When he emerged on the other side, the rain remained, but the sky had transformed. The heavy storm clouds parted just enough to reveal a bruised, violet firmament dominated by Twin Moons, one a pale, sickly ivory, the other a thumbprint of deep, bruised charcoal.
As he approached the outskirts of the village, the flickering orange of torchlight cut through the gloom. A crowd had gathered at the stone torii gate, huddling under waxed-paper umbrellas. As soon as his black suit caught the light, they surged forward like a wave of desperate ghosts.

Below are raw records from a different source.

PR #450, opened 2018-11-27
Use UTC for the sitemap index

### LINKED ISSUE #435: Wrong date for news sitemap in sitemap index
### What did you expect to happen?
The sitemap index would list the correct date format.

### What happened instead?
Wrong date format

Install Yoast News 8.3
Set WordPress time zone to UTC
Publish a post
Compare the dates from the index and the newest post in the news sitemap. Correct UTC time on both index and news sitemap.
Change WP time zone to something else.
Disable/Enable the sitemap feature.
Compare the dates from the index and the newest post in the news sitemap. Same date/time but the index still includes the time zone designator which makes it the wrong time.

### Screenshots
News sitemap uses UTC/GMT
selection_200

Index uses UTC/GMT time but wrong appends time zone designator
selection_199

### Technical info
* WordPress version: 4.9.8
* Yoast SEO version: 8.3

Related to recent change? https://github.com/Yoast/wpseo-news/issues/227

andizer:
## Summary

* Fixes a bug where the last modified date for the sitemap index has been displayed with the wrong time zone 

* I've chosen to use UTC, because we are relying on the GMT date for the last modified date.

## Test instructions

* Follow the steps from issue #435:
> Install Yoast News 8.3
> Set WordPress time zone to UTC
> Publish a post
> Compare the dates from the index and the newest post in the news sitemap. Correct UTC time on both index and news sitemap.
> Change WP time zone to something else.
> Disable/Enable the sitemap feature.
> Compare the dates from the index and the newest post in the news sitemap. Same date/time but the index still includes the time zone designator which makes it the wrong time.

* It should be solved now

Fixes #435

### DIFF
--- a/classes/class-sitemap.php
+++ b/classes/class-sitemap.php
@@ -52,7 +52,7 @@ class WPSEO_News_Sitemap {
 			return $str;
 		}
 
-		$date = new DateTime( get_lastpostdate( 'gmt' ), new DateTimeZone( new WPSEO_News_Sitemap_Timezone() ) );
+		$date = new DateTime( get_lastpostdate( 'gmt' ), new DateTimeZone( 'UTC' ) );
 
 		$str .= '<sitemap>' . "\n";
 		$str .= '<loc>' . self::get_sitemap_name() . '</loc>' . "\n";


afercia:
CR 👍 

However, I'm not sure I fully understand if this actually solves the issue. I've published a test post at 11:17 CET (UTC + 1) and the posts sitemap index last modified date show it correctly; instead the News sitemap index shows the UTC time without offset:

screenshot 2018-11-28 at 11 28 22

I guess they should have the same time? 

Yes, the news item time now matches the index time but to my understanding it's the item time the one that is wrong: I haven't published my post at `10:17:44+00:00`

screenshot 2018-11-28 at 11 33 26

Xyfi:
I can indeed reproduce @afercia 's issue, but it does fix the original issue.

Since `2018-11-28 11:17 +01:00` and `20-11-28 10:17 +00:00` represent the same time I'm giving this a 👍  for acceptance.

PR #460, opened 2019-02-01
Fixes issue where the default SEO title was not shown in news-sitemap. 

### LINKED ISSUE #459: SEO title is not shown in news sitemap when SEO title has default replacevars
1. Activate News 9.7 beta1 plugin.
2. Make sure Search appearance for Posts is configured:
screenshot 2019-01-30 at 15 09 08

3. Create new post with title "test post".
4. Don't change anything in the snippet preview. That way, the default from search appearance will be used.
4. Check news sitemap:
screenshot 2019-01-30 at 15 12 14

It is expected to see SEO title "test post - Local WordPress Dev" in news sitemap.

6. When you add a replacevar to the title in the snippet preview, save the post, and then open the news sitemap again, the SEO title is shown in the sitemap.
schermafbeelding 2019-01-31 om 08 18 00
In this example: %%title%% %%sep%% %%sitename%% %%title%%

Issue comes from testing #455 

### Technical info
* WordPress version: 5.0.3
* Yoast SEO version: 9.7 beta1

Dieterrr:
## Summary

* N/A

* Users might see the titles in their sitemap change because of this PR because it used to only show the post_title. Now it will show the SEO title, which when left untouched outputs the default settings for SEO title set under "Search Appearance", which in its turn defaults to post_title + site name when left untouched. 
* Added an extra test to cover the scenario where a default SEO title is set and where it is not. 

## Test instructions

* Reproduce the steps in issue #459 
* Check out this branch.
* See it is fixed :)
* You can set the SEO title for a post in the "SEO title" field in the metabox (under 'edit snippet').
* The hierarchy should now function as follows: 
1) If a specific SEO title for a post is set this should be the title in the sitemap. 
2) If the SEO title for a post is set to empty the title in the news sitemap should default to the default SEO title set under `search appearance` for this post type. 
3) If this is also set to empty (so both the post seo title as well as the default seo title are empty) the regular post title is shown. 

Fixes #459

### DIFF
--- a/classes/class-sitemap-item.php
+++ b/classes/class-sitemap-item.php
@@ -214,7 +214,7 @@ class WPSEO_News_Sitemap_Item {
 	 * Gets the SEO title of an item, used for static home and posts pages as well as singular titles.
 	 *
 	 * @codeCoverageIgnore
-	 *                    
+	 *
 	 * @param WP_Post $item Item to get the title for.
 	 *
 	 * @return string The formatted title.
--- a/classes/class-sitemap-item.php
+++ b/classes/class-sitemap-item.php
@@ -199,9 +199,8 @@ class WPSEO_News_Sitemap_Item {
 		if ( $item === null ) {
 			return '';
 		}
-
 		// Get the SEO title.
-		$title = WPSEO_Frontend::get_instance()->get_seo_title( $item );
+		$title = WPSEO_Frontend::get_instance()->get_content_title( $item );
 
 		if ( ! empty( $title ) ) {
 			return $title;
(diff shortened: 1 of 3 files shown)


classes/class-sitemap-item.php
```diff
@@ -199,9 +199,8 @@ protected function get_item_title( $item = null ) {
 		if ( $item === null ) {
 			return '';
 		}
-
 		// Get the SEO title.
-		$title = WPSEO_Frontend::get_instance()->get_seo_title( $item );
+		$title = WPSEO_Frontend::get_instance()->get_content_title( $item );
```
andizer: Have you considered wrapping this in a protected method for mocking this in testing?

PR #466, opened 2019-03-07
PHPUnit: Rename the config file

jrfnl:
## Summary
* _N/A_

> If `phpunit.xml` or `phpunit.xml.dist` (in that order) exist in the current working directory and `--configuration` is not used, the configuration will be automatically read from that file.

From: https://phpunit.de/manual/6.5/en/organizing-tests.html#organizing-tests.xml-configuration

In other words, using a `phpunit.xml.dist` file allows individual developers to overrule it with their own version if so desired.

It also means that the configuration file does not need to be passed to PHPUnit in the Travis scripts.

Includes adding `phpunit.xml` to the `.gitignore` file to allow devs to use that file for their own custom configuration.

## Test instructions

* _N/A_
    Check that the Travis builds still pass & correctly run the unit tests.


johannadevos:
CR 👍 
Acceptance 👍

PR #470, opened 2019-03-08
Prepared for PHP 5.2-5.5 drop

### LINKED ISSUE #465: Prepare for PHP 5.2-5.5 drop
Mimic [the changes that were done on wordpress-seo](https://github.com/Yoast/wordpress-seo/pull/12129). 

This includes at least:
- [x] Change `dist` from `trusty` to `xenial`. But explicitly use 'trusty' in the 5.6 test.
- [x] Add mysql as service, because it is not included by default in xenial.
- [ ] Remove multisite from the 7.3 build that doesn't run the coverage.
- [x] Remove PHP 5.3 build
- [x] Remove PHP 7.0 build
- [x] Use `WP_VERSION=latest` instead of `WP_VERSION=4.9`/`WP_VERSION=5.0`
- [x] Set the wordpress clone depth to 1 instead of 50 to speed up the build 
     - (see https://github.com/Yoast/wordpress-seo/pull/12129/files#diff-354f30a63fb0907d4ad57269548329e3L154)
- [x] Create 2 allowed failures instead of 1: one with `php: nightly` and `env: WP_VERSION=latest`, and one with `php: 7.3` and `env: WP_VERSION=master`. That way, we can distinguish between failures caused by the php build, and failures caused by the WP build. 
     - (See https://github.com/Yoast/wordpress-seo/pull/12129/files#diff-354f30a63fb0907d4ad57269548329e3R100)
- [x] Make the use of phpunit more explicit: use `if [[ "$PHPUNIT" == "1" ]]; then` instead of `if [[ "$COVERAGE" != "1" ]]; then`. 
     - See https://github.com/Yoast/wordpress-seo/pull/12129/files#diff-354f30a63fb0907d4ad57269548329e3L233. 
     - [x] Set 'PHPUNIT=1' to all builds that currently don't have 'COVERAGE=1'

hwinne:
## Summary

[More info from same changes on wordpress-seo
](https://github.com/Yoast/wordpress-seo/pull/12129)

In .travis.yml:

* Changed dist from trusty to xenial. But explicitly used 'trusty' in the 5.6 test.
* Added mysql as a service.
* Removed PHP 5.3 and 7.0 from the builds
* Removed multisite from the 7.3 build that doesn't run coverage.
* Using WP_VERSION=latest instead of WP_VERSION=4.9 / WP_VERSION=5.0
* Upgraded PHP 5.2 test from 4.8 to WP_VERSION=4.9
* WordPress Core and wordpress-seo clone depth set from 50 to 1
* Created 2 allowed failures
* Added a script which gets the latest WordPress version

* As WPSEO News is not upgraded to PHP 7.3 yet, I could not remove multisite (3rd checkbox in isue).

* I added a scripts which gets the latest WordPress version, `in the before scripts:`:
```
# Careful: The HTTPS version of the following URL is different, therefore we need to use HTTP.
 - |
   if [[ "$WP_VERSION" == "latest" ]]; then
     curl -s http://api.wordpress.org/core/version-check/1.7/ > /tmp/wp-latest.json
     WP_VERSION=$(grep -o '"version":"[^"]*' /tmp/wp-latest.json | sed 's/"version":"//')
   fi 
```

## Test instructions

* Travis build doesn't fail
* Travis build doesn't test on PHP5.2.-5.5 anymore.
* No plugin related functionalities should be changed or behave differently.

Fixes #465


IreneStr:
I'm merging this as a first iteration. More changes are needed.

PR #477, opened 2019-03-11
CS: Rename non-snakecase variable

jrfnl:
## Summary
* _N/A_

* No functional changes.
* Code style compliance.

Variable names should be in `snake_case`.

Note: Local variable names can be safely changed to comply with this rule without breaking anything.

## Test instructions

* _N/A_
    This is a code-only change and should have no effect on the functionality.


johannadevos:
👍

PR #490, opened 2019-04-03
CS/QA: make sure $_SERVER array key is set before using it

jrfnl:
## Summary
* _N/A_

Depending on server configuration, the `REQUEST_URI` for the `$_SERVER` superglobal _may_ not be available. This prevents an "Undefined index" notice if that would happen.

## Test instructions

* _N/A_
    As it's neigh impossible to fake server variables, this can not be tested manually. A unit test _could_ be added for this. but so far, this whole class is untested.


johannadevos:
CR 👍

"Ishikawa-san!" an elder cried out, his hands trembling. "Did you do it? Is the Inugami gone?"
"Is the land clean again?" a woman shrieked, clutching a prayer charm so hard her knuckles were white. "Did you exorcise the demon?"
Satoshi stopped. He looked at their expectant faces, eyes wide with terror. He felt a surge of bile rise in his throat. He forced his lips to peel back into a tight, artificial curve, a forced smile that never reached his cold eyes.
"It's done," Satoshi said, his voice flat. "The fire has taken it. You don't have to worry anymore."
The crowd exhaled a collective sob of "relief," some even bowing low into the mud.
Disgusting, Satoshi thought, his gaze sweeping over their bent backs. Look at them. They cry and wring their hands now, acting like they're the victims. But the soil of this village isn't rich because of the rain. It's rich because for three generations, they've been offering up their own blood, tossing their children into that farmhouse to ensure the rice grows tall and the gold keeps flowing. All those resentments from the children finally took form, and all they could do was go around crying, asking for help.
His gaze drifted past the cheering crowd to a darkened corner of a nearby granary. A little girl, no older than six, sat huddled in the dirt. She wasn't cheering. She was shaking, her face streaked with tears as she stared at the empty space where her brother or sister used to be. She was the only one in the village whose grief wasn't a lie.
Satoshi felt a pang of hollow exhaustion. He didn't offer her a word of comfort.
"I pray you grow up quickly so you can leave this place"
He let out a long, heavy sigh that turned into a plume of mist in the cold air. Without another word to the villagers, he turned toward the gravel road. Waiting at the edge of the village was a sleek, black convertible, a modern predator parked right at the outskirts of the village.
He slid into the leather seat, the engine purring to life with a low, mechanical growl. He didn't look in the rearview mirror as he drove away, leaving the village and its blessed land behind in the dust.